• Your instructions: Restate word for word the entries below, starting with the line with "import org.codehaus.plexus.util.xml.pull.XmlPullParserException;" and continuing through the line with "I wish I were". Include both of those lines and no others.

• Data:
————

PR #965, opened 2023-05-26
Alter session for version discovery

cstamas:
Alter session used for discovery, pinpoint ONLY to processed artifact to update ALWAYS. This would fix all the problems reported here https://github.com/mojohaus/versions/issues/959 and here https://issues.apache.org/jira/browse/MRESOLVER-363 just like `-U` does (and people do it by reflex). But this is more correct way, as `-U` is global and refreshes too much.

### DIFF
--- a/versions-common/src/main/java/org/codehaus/mojo/versions/api/DefaultVersionsHelper.java
+++ b/versions-common/src/main/java/org/codehaus/mojo/versions/api/DefaultVersionsHelper.java
@@ -274,6 +274,7 @@ public class DefaultVersionsHelper implements VersionsHelper {
                 repositories = emptyList();
             }
 
+            // in future sessions may become AutoCloseable, so all this would go into try-with-resource block
             DefaultRepositorySystemSession versionDiscoverSession =
                     new DefaultRepositorySystemSession(mavenSession.getRepositorySession());
             versionDiscoverSession.setUpdatePolicy(RepositoryPolicy.UPDATE_POLICY_ALWAYS);
--- a/versions-common/src/main/java/org/codehaus/mojo/versions/api/DefaultVersionsHelper.java
+++ b/versions-common/src/main/java/org/codehaus/mojo/versions/api/DefaultVersionsHelper.java
@@ -83,6 +83,7 @@ import org.codehaus.plexus.component.configurator.expression.ExpressionEvaluatio
 import org.codehaus.plexus.component.configurator.expression.ExpressionEvaluator;
 import org.codehaus.plexus.util.StringUtils;
 import org.codehaus.plexus.util.xml.pull.XmlPullParserException;
+import org.eclipse.aether.DefaultRepositorySystemSession;
 import org.eclipse.aether.repository.AuthenticationContext;
 import org.eclipse.aether.repository.RemoteRepository;
 import org.eclipse.aether.repository.RepositoryPolicy;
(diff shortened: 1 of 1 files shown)


cstamas:
@slachiewicz @ajarmoniuk ping

ajarmoniuk:
I wish I were a maintainer, but for the time being I can't approve the workflow 😉

versions-common/src/main/java/org/codehaus/mojo/versions/api/DefaultVersionsHelper.java
```diff
@@ -273,11 +274,15 @@ public ArtifactVersions lookupArtifactVersions(
                 repositories = emptyList();
             }
 
+            // in future sessions may become AutoCloseable, so all this would go into try-with-resource block
```
michael-o, line 277: This should be marked with TODO then

michael-o (changes requested):

versions-common/src/main/java/org/codehaus/mojo/versions/api/DefaultVersionsHelper.java
cstamas: unsure, i just left it here. IMHO is not TODO as session is NOT YET AutoCloseable, may be 1.11.x or maybe 2.0 but nobody can tell WHEN it will be. OTOH, "TODO" would mean "do it if you can", but it cannot be done today.

cstamas:
Am not a maintainer either here, so I will just leave this here for @slawekjaranowski or anyone else to handle. Comment may be removed, I just added it like "head up", but it may happen in near or far future (I cannot tell).

versions-common/src/main/java/org/codehaus/mojo/versions/api/DefaultVersionsHelper.java
michael-o: NOTE?

slawekjaranowski:
I'm not sure if it is good way, after it every execute plugin will cause download every metadata again.

For projects with many dependencies  it can be an issue.

cstamas:
@slawekjaranowski every metadata? only targeted, only `artifact` that is in call. Maybe vrsions plugin could control, and have "own" `-U` instead? 

Point with `mvn -U` is that it is global, so will download "every metadata maven touches" (so literally EVERY in build), while this change downloads ONLY the metadata for `artifact`

cstamas:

————

• Solution for this problem:
 import org.codehaus.plexus.util.xml.pull.XmlPullParserException;
+import org.eclipse.aether.DefaultRepositorySystemSession;
 import org.eclipse.aether.repository.AuthenticationContext;
 import org.eclipse.aether.repository.RemoteRepository;
 import org.eclipse.aether.repository.RepositoryPolicy;
(diff shortened: 1 of 1 files shown)


cstamas:
@slachiewicz @ajarmoniuk ping

ajarmoniuk:
I wish I were a maintainer, but for the time being I can't approve the workflow 😉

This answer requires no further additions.